TASK OBJECTIVE → Among the records below, which lines contain the string "https"? Report them.

EXTRACTED INFORMATION →
Issue #6, opened 2017-04-13
Diff between Revisions


sfrique:
Hello,

It would be great if it was possible to diff between already released versions.

Something like this, current release history:
```
$ helm history winsome-owl                                                                                                                                             [11:04:28]
REVISION        UPDATED                         STATUS          CHART           DESCRIPTION     
1               Wed Apr 12 18:23:28 2017        SUPERSEDED      api-0.1.0    Install complete
2               Wed Apr 12 18:25:55 2017        SUPERSEDED      api-0.1.0    Upgrade complete
3               Wed Apr 12 18:30:48 2017        SUPERSEDED      api-0.1.0    Upgrade complete
4               Wed Apr 12 18:32:39 2017        SUPERSEDED      api-0.1.0    Rollback to 2   
5               Thu Apr 13 00:08:00 2017        DEPLOYED        api-0.1.0    Upgrade complete
```
So to get a diff between revision 5 (current and 3)

```
$ helm diff winsome-owl 3
```
Or explicit get the diff between 4 and 1
```
$ helm diff winsome-owl 4-1
```

Thanks

aananthraj:
Waiting for this feature..!!
Mean while, as a work around , we could use the `helm get` and  `sdiff`/`vimdiff` to view the difference between two revisions side by side.

**Using sdiff**:
```bash
$ sdiff <(helm get $release --revision $revision_1 ) <(helm get $release --revision $revision_2)
 ```
To display only the changes use `-s` and `-w` flags
```bash
$ sdiff -s -w 80 <(helm get $release --revision $revision_1 ) <(helm get $release --revision $revision_2)
 ```

**Using vimdiff**:
```bash
$ vimdiff <(helm get $release --revision $revision_1 ) <(helm get $release --revision $revision_2)
 ```
Example:
```bash
$ sdiff <(helm get my_release --revision 4 ) <(helm get my_release --revision 5 )
REVISION: 4						      |	REVISION: 5
RELEASED: Fri Dec 15 08:59:48 2017			      |	RELEASED: Fri Dec 15 09:02:09 2017
...                                                           | ....
```

aananthraj:
hi @sfrique,
I have implemented the above mentioned feature in this PR https://github.com/databus23/helm-diff/pull/21, have a look and let me know in case of corrections/bugs.

sfrique:
@aananthraj  Thanks a lot to take sometime to implement this!

Unfortunately I don't have the time to test it now =/
[...]

PR #39, opened 2018-04-12
FLAG: allow option for chart version

jeff-knurek:
The first issue #1 & one of the first PRs are still open on this topic.
I think #6 / #22 is an entirely unrelated proposal.

If `helm` allows for different version on install (with `--version`), `helm diff` should be able to determine the diff of what gets installed with that (with this PR using `--chartVersion`).

### DIFF
--- a/main.go
+++ b/main.go
@@ -26,6 +26,7 @@ var Version = "HEAD"
 type diffCmd struct {
 	release         string
 	chart           string
+	chartVersion    string
 	client          helm.Interface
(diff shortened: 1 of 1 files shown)


databus23:
Duplicate of #34. Lets continue there as already a lot of people commented there.

jeff-knurek:
yeah, sorry - it completely makes sense to close this one (I didn't see it before started) - I'm just shocked/disappointed that this issue hasn't been resolved yet

PR #868, opened 2016-10-26
global: UI fixes on records and deposit views

slint:


slint:
https://github.com/zenodo/zenodo/pull/868/files#diff-521b1bdf16088a18233cc3906647399cR101
This file has started to get a bit out of hand in terms of <script> tags... Since we have come across various ways to extend angular-schema-form, we should probably move all these "extensions" to a seperate module/JS-file/bundle.

slint:
A kind of major update of this PR is that now the "Prereserve DOI" button actually when pressed fires a request to the REST API in order to create the new deposit (in case the deposit that is being edited hasn't already been saved). This is done in a similar fashion as in Invenio-Files-JS, where uploading a file also triggers the creation/reservation of a depid/DOI.

krzysztof:
Sorry, you have to rebase :/

slint:
Rebased on #871

zenodo/modules/deposit/static/json/zenodo_deposit/deposit_form.json
```diff
@@ -287,6 +287,7 @@
       {
         "type": "textarea",
         "key": "notes",
+        "title": "Additional Notes",
```
lnielsen: We should normally strive to use UK english spelling i.e. lowercase n ``Additional notes``. (I know it's not consistently applied).

zenodo/modules/deposit/static/json/zenodo_deposit/deposit_form.json
```diff
@@ -503,7 +504,7 @@
       {
         "type": "array",
         "key": "related_identifiers",
-        "title": "Related identifiers",
+        "title": "Related Identifiers",
```
lnielsen: ditto here and the rest of the file.

PR #872, opened 2016-10-28
nginx: additional gzip mimetypes

slint:
- Updates nginx's gzip configuration with more mimetypes.

Signed-off-by: Alexander Ioannidis a.ioannidis@cern.ch


slint:
Currently JS files aren't being gzipped actually. The new list of mimetypes was pulled and merged with the old one from [this repository's sample nginx config](https://github.com/h5bp/server-configs-nginx/blob/master/nginx.conf#L92-L116).

PR #882, opened 2016-11-02
config: image preview max file size increase

lnielsen:


lnielsen:
Hopefully in the coming days but we have a critical issue with OAI-PMH harvesting which we're dedicating all resources to right now.

PR #884, opened 2016-11-03
deposit: oai syncing cli

krzysztof:
Signed-off-by: Krzysztof Nowak <k.nowak@cern.ch>

PR #887, opened 2016-11-07
deposit: published record fields preservation fix

krzysztof:
Fixes an issue with internal metadata fields such as _oai, _files getting overwritten after editing of a pre-migration record.


krzysztof:
Depends on #884

PR #893, opened 2016-11-11
utils: addition of files metadata repair CLI

krzysztof:


krzysztof:
This can be merge but should not be run uuid by uuid, instead of a batch task.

ANSWER SPACE →
I have implemented the above mentioned feature in this PR https://github.com/databus23/helm-diff/pull/21, have a look and let me know in case of corrections/bugs.
https://github.com/zenodo/zenodo/pull/868/files#diff-521b1bdf16088a18233cc3906647399cR101
Currently JS files aren't being gzipped actually. The new list of mimetypes was pulled and merged with the old one from [this repository's sample nginx config](https://github.com/h5bp/server-configs-nginx/blob/master/nginx.conf#L92-L116).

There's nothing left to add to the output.